● **Task goal**: If a line in the data below contains "already", copy it.

● **Record excerpts**:
PR #462, opened 2026-04-29
Fix RuntimeError on conversation_replay request failure

kaushikmitr:
When a conversation_replay request fails, both the success and failure paths in openai_client can call `LocalUserSession.update_context` — once when `process_response` raises after partially handling the body, and again when the outer except handler invokes `process_failure`. The second call hit `self._in_flight.release()` on an already-released lock and raised `RuntimeError: Lock is not acquired`, which killed the loadgen task and cascaded into stalled stages once a few conversations hit it.

Make `release()` idempotent: skip it when the lock isn't held. The wake-up signal (`future.set_result(True)`) still fires so any waiter is unblocked normally; the next `get_context` will re-acquire cleanly.

Reproduces with code-generation workload at concurrency >= 4 where some turns time out or return non-200 responses.

### DIFF
--- a/inference_perf/apis/user_session.py
+++ b/inference_perf/apis/user_session.py
@@ -78,7 +78,12 @@ class LocalUserSession:
             future = self._waiting_rounds.get_nowait()
             future.set_result(True)
 
-        self._in_flight.release()
+        # Release defensively: failure paths can call update_context after the
+        # success path already released (e.g. process_response raises post-release,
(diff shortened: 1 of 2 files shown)


jjk-g:
Is this testable with our given test setup?

kaushikmitr:
> Is this testable with our given test setup?

The bug impacts when we have timeouts or failure of requests (eg input size exceeding context len). I dont think those scenarios are tested.

PR #466, opened 2026-05-04
Re-prime conversation_replay sessions after clear_instances()

kaushikmitr:
When LoadGenerator clears LocalUserSession._instances between load stages (PR #459), conversation_replay's user_sessions[].user_session_id no longer resolves in the registry. The next get_instance() lazily creates a fresh session with empty context, dropping the per-conversation system_prompt and producing dramatically smaller prompts in stages 1+.

Detect the cleared registry at the top of load_lazy_data and re-register the session with its original system_prompt before dispatching.

### DIFF
--- a/inference_perf/datagen/conversation_replay_datagen.py
+++ b/inference_perf/datagen/conversation_replay_datagen.py
@@ -210,6 +210,18 @@ class ConversationReplayDataGenerator(DataGenerator, LazyLoadDataMixin):
         turn_idx = round_num % bp.num_turns
         convo_num = round_num // bp.num_turns  # which conversation this slot is on
 
+        # Re-prime if the session was cleared (e.g. LoadGenerator calls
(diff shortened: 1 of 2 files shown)


inference_perf/datagen/conversation_replay_datagen.py
```diff
@@ -210,6 +210,18 @@ def load_lazy_data(self, data: LazyLoadInferenceAPIData) -> InferenceAPIData:
         turn_idx = round_num % bp.num_turns
         convo_num = round_num // bp.num_turns  # which conversation this slot is on
 
+        # Re-prime if the session was cleared (e.g. LoadGenerator calls
```
achandrasekar, line 213: Please add a test for this case.

kaushikmitr: added

PR #480, opened 2026-05-14
regenerate system prompts per stage in conversation replay

### LINKED ISSUE #479: system prompts across stages in ConversationReplayDataGenerator should be different
**What happened**:
 Currently, the ConversationReplayDataGenerator generates a system prompt during initialization that remains static throughout the entire benchmark run across multiple stages. 

 In multi-stage benchmarks (e.g., sweeping concurrency levels), using the same system prompt can lead to unintended "warm cache" bias or lack of variety in the data. 

To ensure every stage represents a truly fresh or context, the system prompt should be regenerated whenever a new stage begins.

**Environment**:
- inference-perf version:
- others:

zetxqx:
Fixes: #479

This PR updates the ConversationReplayDataGenerator to automatically regenerate system prompts at the start of every new benchmark stage.

### DIFF
--- a/inference_perf/datagen/conversation_replay_datagen.py
+++ b/inference_perf/datagen/conversation_replay_datagen.py
@@ -37,6 +37,7 @@ of one run) to avoid context accumulating across concurrency levels.
 """
 
 import asyncio
+import hashlib
 import logging
 from dataclasses import dataclass, field
 from typing import Generator, List, Optional
@@ -218,8 +219,13 @@ class ConversationReplayDataGenerator(DataGenerator, LazyLoadDataMixin):
         # system_prompt the conversation was built around.
         expected_session_id = self.user_sessions[conv_idx].user_session_id
         if expected_session_id not in LocalUserSession._instances:
-            # Regenerate the entire system prompt for this stage
-            bp.system_prompt = self._generate_random_token_text(bp.system_prompt_tokens)
+            # Regenerate the entire system prompt for this stage using a derived stable seed.
+            seed_str = f"{self.cr_config.seed}_stage_{data.stage_idx}"
+            hash_digest = hashlib.sha256(seed_str.encode('utf-8')).digest()
+            derived_seed = int.from_bytes(hash_digest[:4], byteorder='little')
+            local_rng = np.random.default_rng(derived_seed)
+            
+            bp.system_prompt = self._generate_random_token_text(bp.system_prompt_tokens, rng=local_rng)
             self.user_sessions[conv_idx] = self._new_session(
                 user_session_id=expected_session_id,
                 context=bp.system_prompt,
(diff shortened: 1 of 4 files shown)


inference_perf/datagen/conversation_replay_datagen.py
```diff
@@ -217,11 +218,13 @@ def load_lazy_data(self, data: LazyLoadInferenceAPIData) -> InferenceAPIData:
         # system_prompt the conversation was built around.
         expected_session_id = self.user_sessions[conv_idx].user_session_id
         if expected_session_id not in LocalUserSession._instances:
+            # Regenerate the entire system prompt for this stage
+            bp.system_prompt = self._generate_random_token_text(bp.system_prompt_tokens)
```
kaushikmitr: for reproducibility (say comparing two runs with different llm-d configmap params) can we allow to have per stage seeds such that with identical seeds same set of system and user prompts will be geneated.

achandrasekar:
@alonh @LoganVegnaSHOP @Navjot10 Any thoughts on the behavior here?

inference_perf/datagen/conversation_replay_datagen.py
zetxqx: I decided to add stage_id to InferenceAPIData and use stage_id to generate a new rng for system prompt generation. this way we don't need to specify seed in every stage. The drawback is that this requires different run have exact same order of the stages.  WDYT?

alonh:
This looks good overall — the cross-stage regeneration approach makes sense.

  The seed derivation in load_lazy_data uses f"{self.cr_config.seed}_stage_{data.stage_idx}" without any per-conversation component. When dynamic_system_prompt_len is configured, each conversation originally gets a unique suffix at init time. But on stage transitions, all conversations derive the same RNG from the same seed string. Wouldn't that cause all conversations to collapse to the same prompt, losing the per-conversation uniqueness?

  Nit: the new field is called stage_idx but the rest of the codebase uses stage_id — would be nice to keep consistent.

inference_perf/datagen/conversation_replay_datagen.py
kaushikmitr: that sounds good.

zetxqx:
> This looks good overall — the cross-stage regeneration approach makes sense.
> 
> The seed derivation in load_lazy_data uses f"{self.cr_config.seed}_stage_{data.stage_idx}" without any per-conversation component. When dynamic_system_prompt_len is configured, each conversation originally gets a unique suffix at init time. But on stage transitions, all conversations derive the same RNG from the same seed string. Wouldn't that cause all conversations to collapse to the same prompt, losing the per-conversation uniqueness?
> 
> Nit: the new field is called stage_idx but the rest of the codebase uses stage_id — would be nice to keep consistent.

Good point

1. updated the logic, now the implementation make sure only the shared prompt will be regenerated for different stages. the dynamic prompt will just be reused. So the uniqueness is protected now.
2. change stage_idx to stage_id

PR #495, opened 2026-05-19
fix: _record_otel_metrics() correctly parse SSE streaming responses

alonh:
Previously `_record_otel_metrics()` assumed response_content was always a single JSON object, causing json.loads to fail on SSE streaming responses. This fix detects SSE format, parses all chunks, and concatenates content deltas into the full output text following GenAI semantic conventions. Also adds an early-return guard when [OTel tracing](https://github.com/kubernetes-sigs/inference-perf/blob/main/docs/otel_instrumentation.md) is disabled or span is none, to avoid unnecessary parsing and processing when no telemetry will be recorded.


achandrasekar:
Thanks for addressing this! Just recently noticed the failures in the logs and was wondering what the issue was.

/lgtm
/approve

PR #499, opened 2026-05-21
feat: add reasoning output support for OTEL trace replay

oritht:
- Combine reasoning_content with output text in content field
- Store separate reasoning_content and output_content fields
- Support both streaming and non-streaming responses
- Fix streaming: use info.output_text instead of parsing empty response_content
- Consistent behavior across replay and OTEL instrumentation


Bslabe123:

● **Solution to the problem**:
When a conversation_replay request fails, both the success and failure paths in openai_client can call `LocalUserSession.update_context` — once when `process_response` raises after partially handling the body, and again when the outer except handler invokes `process_failure`. The second call hit `self._in_flight.release()` on an already-released lock and raised `RuntimeError: Lock is not acquired`, which killed the loadgen task and cascaded into stalled stages once a few conversations hit it.
+        # success path already released (e.g. process_response raises post-release,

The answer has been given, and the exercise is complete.